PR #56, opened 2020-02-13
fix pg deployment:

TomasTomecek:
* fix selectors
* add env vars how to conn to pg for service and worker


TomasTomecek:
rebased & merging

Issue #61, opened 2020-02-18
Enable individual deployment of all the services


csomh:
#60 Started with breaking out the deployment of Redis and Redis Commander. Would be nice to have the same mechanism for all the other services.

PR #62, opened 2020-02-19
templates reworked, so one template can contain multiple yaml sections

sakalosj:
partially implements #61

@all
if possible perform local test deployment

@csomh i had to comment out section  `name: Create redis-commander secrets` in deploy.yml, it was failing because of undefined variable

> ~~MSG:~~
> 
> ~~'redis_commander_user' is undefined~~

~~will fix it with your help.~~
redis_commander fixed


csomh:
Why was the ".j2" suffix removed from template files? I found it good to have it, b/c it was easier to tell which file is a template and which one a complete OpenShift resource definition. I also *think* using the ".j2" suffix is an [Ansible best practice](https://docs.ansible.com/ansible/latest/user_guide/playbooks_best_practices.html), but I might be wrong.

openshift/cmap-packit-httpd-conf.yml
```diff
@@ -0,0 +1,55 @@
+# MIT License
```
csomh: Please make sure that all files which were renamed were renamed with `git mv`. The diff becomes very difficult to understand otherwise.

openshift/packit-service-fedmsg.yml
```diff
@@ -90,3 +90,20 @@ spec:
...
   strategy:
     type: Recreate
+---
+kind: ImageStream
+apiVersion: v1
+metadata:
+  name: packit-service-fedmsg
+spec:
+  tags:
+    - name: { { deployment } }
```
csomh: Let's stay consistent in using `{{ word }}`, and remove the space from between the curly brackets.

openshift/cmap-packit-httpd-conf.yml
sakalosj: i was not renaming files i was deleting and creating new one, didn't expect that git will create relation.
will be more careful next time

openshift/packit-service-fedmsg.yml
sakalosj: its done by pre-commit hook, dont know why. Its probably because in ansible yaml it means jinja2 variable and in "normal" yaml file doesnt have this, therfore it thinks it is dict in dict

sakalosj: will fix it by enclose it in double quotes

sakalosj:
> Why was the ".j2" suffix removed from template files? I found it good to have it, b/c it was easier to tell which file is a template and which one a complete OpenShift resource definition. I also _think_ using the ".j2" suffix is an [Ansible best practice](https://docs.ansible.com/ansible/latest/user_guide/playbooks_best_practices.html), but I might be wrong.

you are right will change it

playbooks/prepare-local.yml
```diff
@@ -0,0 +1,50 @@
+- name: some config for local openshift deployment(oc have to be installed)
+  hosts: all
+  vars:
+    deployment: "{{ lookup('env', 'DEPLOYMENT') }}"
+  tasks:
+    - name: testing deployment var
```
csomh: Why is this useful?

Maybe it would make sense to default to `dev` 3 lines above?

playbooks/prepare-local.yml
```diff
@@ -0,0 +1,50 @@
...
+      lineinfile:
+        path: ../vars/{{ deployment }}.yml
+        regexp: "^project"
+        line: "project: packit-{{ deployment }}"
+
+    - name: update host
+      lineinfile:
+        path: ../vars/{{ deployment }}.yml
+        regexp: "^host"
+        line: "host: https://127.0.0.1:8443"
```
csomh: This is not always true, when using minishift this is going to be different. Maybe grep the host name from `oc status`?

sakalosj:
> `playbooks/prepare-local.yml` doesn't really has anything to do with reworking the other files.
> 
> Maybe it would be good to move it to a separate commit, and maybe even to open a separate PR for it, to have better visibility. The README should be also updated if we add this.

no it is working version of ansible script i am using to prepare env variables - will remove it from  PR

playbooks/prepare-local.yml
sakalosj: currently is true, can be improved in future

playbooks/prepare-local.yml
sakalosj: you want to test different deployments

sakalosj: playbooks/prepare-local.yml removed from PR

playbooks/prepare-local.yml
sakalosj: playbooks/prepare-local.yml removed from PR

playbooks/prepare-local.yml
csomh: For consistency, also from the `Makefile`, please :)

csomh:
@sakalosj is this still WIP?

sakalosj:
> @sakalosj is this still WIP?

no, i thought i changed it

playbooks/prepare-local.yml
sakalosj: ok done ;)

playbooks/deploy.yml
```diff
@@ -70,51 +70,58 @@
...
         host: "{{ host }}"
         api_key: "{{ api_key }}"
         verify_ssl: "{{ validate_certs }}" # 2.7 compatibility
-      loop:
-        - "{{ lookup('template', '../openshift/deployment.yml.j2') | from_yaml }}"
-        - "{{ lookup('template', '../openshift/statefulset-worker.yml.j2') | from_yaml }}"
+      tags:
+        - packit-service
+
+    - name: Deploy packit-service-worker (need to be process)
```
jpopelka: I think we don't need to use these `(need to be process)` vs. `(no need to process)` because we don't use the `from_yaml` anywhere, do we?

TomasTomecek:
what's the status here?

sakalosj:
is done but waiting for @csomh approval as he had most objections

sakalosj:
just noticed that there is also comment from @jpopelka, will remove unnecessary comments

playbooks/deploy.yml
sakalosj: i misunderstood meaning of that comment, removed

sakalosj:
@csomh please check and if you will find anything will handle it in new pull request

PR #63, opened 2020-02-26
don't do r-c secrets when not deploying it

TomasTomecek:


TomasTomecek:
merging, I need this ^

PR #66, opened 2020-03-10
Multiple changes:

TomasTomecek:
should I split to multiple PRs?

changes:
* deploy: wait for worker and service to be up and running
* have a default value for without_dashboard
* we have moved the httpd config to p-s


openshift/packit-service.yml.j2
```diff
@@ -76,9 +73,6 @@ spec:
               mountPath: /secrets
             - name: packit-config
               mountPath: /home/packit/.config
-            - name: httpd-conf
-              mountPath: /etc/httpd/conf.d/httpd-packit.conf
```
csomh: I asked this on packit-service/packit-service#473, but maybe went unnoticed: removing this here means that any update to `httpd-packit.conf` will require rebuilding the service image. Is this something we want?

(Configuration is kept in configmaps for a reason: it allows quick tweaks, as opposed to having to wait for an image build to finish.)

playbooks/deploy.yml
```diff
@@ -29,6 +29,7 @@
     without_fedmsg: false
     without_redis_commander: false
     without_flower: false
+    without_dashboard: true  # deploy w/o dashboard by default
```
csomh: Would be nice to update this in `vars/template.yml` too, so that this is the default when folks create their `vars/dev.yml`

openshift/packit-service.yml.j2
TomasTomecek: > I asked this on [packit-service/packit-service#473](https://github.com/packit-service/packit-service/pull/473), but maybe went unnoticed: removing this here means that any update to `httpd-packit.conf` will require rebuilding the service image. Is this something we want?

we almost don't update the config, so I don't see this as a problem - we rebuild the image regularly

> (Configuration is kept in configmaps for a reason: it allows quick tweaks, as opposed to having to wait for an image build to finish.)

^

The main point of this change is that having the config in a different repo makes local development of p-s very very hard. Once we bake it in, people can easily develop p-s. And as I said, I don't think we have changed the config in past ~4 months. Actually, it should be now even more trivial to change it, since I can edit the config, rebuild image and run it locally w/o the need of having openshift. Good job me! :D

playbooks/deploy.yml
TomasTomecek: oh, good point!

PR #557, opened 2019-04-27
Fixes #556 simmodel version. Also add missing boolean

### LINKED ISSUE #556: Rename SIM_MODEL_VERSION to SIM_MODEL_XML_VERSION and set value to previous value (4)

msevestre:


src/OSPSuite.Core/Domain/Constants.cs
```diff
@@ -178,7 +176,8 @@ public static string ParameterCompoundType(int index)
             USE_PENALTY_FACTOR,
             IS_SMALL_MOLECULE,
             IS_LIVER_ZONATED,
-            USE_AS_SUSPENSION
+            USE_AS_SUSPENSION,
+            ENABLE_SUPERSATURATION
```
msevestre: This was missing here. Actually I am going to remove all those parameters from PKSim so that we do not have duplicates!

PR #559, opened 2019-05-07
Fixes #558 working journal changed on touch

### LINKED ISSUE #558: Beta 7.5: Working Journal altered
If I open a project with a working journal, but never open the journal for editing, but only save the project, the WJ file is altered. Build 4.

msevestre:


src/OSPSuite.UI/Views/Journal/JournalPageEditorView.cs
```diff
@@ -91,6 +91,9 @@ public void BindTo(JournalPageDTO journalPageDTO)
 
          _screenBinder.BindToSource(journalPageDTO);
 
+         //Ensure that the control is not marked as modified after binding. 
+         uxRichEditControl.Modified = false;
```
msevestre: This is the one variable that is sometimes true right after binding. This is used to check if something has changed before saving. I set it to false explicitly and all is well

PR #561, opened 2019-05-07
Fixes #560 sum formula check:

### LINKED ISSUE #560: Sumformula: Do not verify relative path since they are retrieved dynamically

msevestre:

--------

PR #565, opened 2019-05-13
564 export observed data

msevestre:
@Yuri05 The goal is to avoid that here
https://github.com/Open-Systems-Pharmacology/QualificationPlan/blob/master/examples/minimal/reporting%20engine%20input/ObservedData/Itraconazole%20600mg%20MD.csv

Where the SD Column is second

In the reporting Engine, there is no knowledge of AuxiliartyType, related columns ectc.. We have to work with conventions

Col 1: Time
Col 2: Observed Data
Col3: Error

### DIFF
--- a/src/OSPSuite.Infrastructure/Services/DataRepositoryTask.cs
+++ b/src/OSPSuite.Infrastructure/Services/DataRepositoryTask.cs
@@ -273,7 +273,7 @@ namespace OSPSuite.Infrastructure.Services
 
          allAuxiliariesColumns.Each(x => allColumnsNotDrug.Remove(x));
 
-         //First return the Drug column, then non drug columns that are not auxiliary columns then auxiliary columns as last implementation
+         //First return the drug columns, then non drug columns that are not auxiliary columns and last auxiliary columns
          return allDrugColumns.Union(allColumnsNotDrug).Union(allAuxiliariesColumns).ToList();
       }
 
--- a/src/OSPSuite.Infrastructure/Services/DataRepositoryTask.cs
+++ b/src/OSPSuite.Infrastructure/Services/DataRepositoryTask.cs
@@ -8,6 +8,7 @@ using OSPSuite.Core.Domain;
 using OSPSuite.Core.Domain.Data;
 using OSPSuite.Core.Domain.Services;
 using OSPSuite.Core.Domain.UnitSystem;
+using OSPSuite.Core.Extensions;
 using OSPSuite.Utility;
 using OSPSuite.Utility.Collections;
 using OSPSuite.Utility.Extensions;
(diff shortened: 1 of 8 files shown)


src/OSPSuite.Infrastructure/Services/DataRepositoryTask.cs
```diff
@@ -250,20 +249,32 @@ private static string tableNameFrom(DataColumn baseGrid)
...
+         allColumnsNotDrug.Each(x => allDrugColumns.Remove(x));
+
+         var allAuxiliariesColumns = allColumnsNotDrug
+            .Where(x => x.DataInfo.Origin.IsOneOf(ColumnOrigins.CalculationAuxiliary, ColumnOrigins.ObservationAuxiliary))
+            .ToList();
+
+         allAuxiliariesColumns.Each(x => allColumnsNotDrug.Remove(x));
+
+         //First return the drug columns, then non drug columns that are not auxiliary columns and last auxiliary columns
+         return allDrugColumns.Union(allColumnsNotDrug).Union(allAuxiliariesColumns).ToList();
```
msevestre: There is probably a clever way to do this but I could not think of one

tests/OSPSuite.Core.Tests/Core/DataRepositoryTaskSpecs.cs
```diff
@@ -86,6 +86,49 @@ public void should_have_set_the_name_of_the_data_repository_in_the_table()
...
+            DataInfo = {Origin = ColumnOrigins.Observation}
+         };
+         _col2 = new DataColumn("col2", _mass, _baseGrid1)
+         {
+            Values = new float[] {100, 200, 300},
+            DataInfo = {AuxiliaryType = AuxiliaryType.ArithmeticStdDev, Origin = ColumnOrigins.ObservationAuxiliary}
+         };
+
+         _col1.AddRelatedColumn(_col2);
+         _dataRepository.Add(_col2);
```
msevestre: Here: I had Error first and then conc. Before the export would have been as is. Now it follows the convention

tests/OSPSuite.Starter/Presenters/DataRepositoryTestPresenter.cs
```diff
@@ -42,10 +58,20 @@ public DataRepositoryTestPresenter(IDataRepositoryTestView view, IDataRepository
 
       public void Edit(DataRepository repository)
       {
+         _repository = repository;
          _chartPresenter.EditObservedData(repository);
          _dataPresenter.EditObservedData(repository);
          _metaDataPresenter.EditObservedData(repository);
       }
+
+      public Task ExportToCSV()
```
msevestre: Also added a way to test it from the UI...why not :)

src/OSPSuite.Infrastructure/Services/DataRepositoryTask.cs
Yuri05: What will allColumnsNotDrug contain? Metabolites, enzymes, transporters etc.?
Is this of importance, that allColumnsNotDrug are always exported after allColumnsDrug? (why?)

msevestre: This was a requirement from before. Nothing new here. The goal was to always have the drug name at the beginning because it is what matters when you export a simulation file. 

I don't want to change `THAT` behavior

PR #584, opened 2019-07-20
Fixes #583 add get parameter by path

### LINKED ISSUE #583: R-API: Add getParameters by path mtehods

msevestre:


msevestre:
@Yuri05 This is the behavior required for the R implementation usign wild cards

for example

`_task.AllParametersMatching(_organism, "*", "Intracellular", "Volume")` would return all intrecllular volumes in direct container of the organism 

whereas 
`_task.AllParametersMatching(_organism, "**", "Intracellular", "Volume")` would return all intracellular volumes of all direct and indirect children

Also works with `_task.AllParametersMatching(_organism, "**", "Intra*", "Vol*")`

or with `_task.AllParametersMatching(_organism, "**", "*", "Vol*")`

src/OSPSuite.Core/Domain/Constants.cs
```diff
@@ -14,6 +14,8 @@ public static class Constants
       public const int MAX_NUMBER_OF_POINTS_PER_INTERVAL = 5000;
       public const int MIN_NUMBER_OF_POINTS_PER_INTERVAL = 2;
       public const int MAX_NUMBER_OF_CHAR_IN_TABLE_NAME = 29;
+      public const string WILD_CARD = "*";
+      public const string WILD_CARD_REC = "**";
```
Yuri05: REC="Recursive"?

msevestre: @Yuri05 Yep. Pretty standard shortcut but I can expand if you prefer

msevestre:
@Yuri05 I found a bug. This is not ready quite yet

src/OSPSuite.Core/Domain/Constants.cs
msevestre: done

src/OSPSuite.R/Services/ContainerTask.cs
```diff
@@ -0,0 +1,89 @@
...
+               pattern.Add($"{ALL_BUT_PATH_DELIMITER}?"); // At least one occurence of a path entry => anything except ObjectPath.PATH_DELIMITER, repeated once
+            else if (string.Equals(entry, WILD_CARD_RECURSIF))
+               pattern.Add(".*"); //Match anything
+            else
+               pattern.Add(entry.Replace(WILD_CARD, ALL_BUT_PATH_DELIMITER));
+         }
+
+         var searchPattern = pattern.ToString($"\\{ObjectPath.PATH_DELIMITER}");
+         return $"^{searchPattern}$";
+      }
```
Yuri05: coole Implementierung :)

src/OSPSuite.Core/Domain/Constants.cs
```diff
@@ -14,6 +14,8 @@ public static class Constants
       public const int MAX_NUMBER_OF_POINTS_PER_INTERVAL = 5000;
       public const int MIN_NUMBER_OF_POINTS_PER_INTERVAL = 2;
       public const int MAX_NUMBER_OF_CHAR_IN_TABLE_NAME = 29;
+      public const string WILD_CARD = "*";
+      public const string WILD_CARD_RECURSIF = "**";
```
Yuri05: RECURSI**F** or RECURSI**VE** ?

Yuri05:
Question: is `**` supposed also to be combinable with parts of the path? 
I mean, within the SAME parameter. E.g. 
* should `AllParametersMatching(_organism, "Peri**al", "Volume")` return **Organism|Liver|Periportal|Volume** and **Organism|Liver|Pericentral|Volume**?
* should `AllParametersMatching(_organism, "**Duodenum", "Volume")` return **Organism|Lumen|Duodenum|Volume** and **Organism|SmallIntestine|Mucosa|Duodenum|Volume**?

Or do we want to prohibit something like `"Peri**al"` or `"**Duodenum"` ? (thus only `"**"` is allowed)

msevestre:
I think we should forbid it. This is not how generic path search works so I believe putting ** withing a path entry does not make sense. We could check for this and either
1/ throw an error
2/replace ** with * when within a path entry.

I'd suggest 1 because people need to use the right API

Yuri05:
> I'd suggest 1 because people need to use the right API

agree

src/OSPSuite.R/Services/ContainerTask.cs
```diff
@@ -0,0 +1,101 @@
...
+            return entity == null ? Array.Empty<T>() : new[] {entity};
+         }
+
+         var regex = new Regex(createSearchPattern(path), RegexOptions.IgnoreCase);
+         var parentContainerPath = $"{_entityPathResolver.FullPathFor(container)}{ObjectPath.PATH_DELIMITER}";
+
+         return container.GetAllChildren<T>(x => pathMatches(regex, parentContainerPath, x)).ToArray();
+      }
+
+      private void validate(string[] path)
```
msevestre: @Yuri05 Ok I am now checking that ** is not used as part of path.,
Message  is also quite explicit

--------

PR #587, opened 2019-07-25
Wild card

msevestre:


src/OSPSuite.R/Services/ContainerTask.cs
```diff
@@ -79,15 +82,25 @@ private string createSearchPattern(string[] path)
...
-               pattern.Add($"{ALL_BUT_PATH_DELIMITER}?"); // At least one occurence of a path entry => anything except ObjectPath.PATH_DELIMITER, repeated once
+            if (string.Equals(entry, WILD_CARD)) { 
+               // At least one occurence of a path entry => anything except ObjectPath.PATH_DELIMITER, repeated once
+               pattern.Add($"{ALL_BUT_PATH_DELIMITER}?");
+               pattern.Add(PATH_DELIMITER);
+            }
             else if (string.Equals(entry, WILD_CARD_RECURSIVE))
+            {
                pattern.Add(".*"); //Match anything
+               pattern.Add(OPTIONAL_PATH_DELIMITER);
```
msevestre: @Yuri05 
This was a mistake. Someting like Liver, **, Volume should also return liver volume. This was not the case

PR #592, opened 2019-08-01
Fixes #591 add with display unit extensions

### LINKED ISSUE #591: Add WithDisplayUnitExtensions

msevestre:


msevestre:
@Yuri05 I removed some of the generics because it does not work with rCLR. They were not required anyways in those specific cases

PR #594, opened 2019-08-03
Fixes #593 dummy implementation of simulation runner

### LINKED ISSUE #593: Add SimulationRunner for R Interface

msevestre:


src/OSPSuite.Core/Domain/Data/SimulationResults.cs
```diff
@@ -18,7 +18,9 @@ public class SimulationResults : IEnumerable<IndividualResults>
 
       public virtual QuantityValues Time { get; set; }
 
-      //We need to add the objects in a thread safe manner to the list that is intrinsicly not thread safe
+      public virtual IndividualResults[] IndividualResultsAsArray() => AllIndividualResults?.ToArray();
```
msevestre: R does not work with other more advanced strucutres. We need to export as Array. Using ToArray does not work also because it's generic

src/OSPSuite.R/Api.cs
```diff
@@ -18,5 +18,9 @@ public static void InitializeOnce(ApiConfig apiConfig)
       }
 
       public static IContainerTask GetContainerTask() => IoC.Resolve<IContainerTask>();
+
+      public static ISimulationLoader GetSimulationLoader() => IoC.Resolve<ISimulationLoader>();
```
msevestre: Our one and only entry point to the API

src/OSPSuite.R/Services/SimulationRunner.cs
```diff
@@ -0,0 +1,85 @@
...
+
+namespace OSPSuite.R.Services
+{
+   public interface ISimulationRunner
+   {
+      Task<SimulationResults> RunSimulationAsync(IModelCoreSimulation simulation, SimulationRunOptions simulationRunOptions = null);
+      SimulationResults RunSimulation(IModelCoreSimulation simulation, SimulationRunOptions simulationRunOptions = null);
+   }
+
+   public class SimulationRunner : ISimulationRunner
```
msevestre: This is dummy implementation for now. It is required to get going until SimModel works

--------

WHAT THE TASK ASKS: Tell how many lines in the entries contain the string "then". Give the number and nothing more.

EXERCISE OUTPUT: 4